• **Exercise directions**: What lines below include the string "pipeline"? Pick them out and copy them.

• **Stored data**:
────────────────

PR #8799, opened 2026-03-04
Fix nofos deploy workflow to use nofos-specific pipeline

sean-navapbc:
## Summary
- Restores `cd-nofos.yml` to use `deploy-nofos.yml` instead of the generic `deploy.yml`
- PR #8548 replaced the nofos CD workflow with the generic template-infra deploy pipeline, but nofos is an external app without a source directory in this repo
- The generic `build-and-publish.yml` fails with `fatal: ambiguous argument 'nofos': unknown revision or path not in the working tree` because it expects a `nofos/` directory for `git log ... main nofos`
- Restores CI checks (`ci-nofos.yml`) and vulnerability scans (`vulnerability-scans-nofos.yml`) that were also removed
- Restores the original environment options (dev, training, grantee1, prod) and push trigger paths

## Test plan
- [ ] Trigger a manual nofos deploy to dev via workflow_dispatch
- [ ] Verify the deploy completes successfully using `deploy-nofos.yml`

Fixes deploy failure: https://github.com/HHS/simpler-grants-gov/actions/runs/22681433564

### DIFF
--- a/.github/workflows/cd-nofos.yml
+++ b/.github/workflows/cd-nofos.yml
@@ -1,17 +1,14 @@
-name: Deploy nofos
-# Need to set a default value for when the workflow is triggered from a git push
-# which bypasses the default configuration for inputs
-run-name: Deploy ${{ inputs.version || 'main' }} to nofos ${{ inputs.environment || 'dev' }}
+name: Deploy NOFOs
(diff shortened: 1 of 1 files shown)


mdragon (approved):
Approved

────────────────

• **Exercise answer**:
Fix nofos deploy workflow to use nofos-specific pipeline
- PR #8548 replaced the nofos CD workflow with the generic template-infra deploy pipeline, but nofos is an external app without a source directory in this repo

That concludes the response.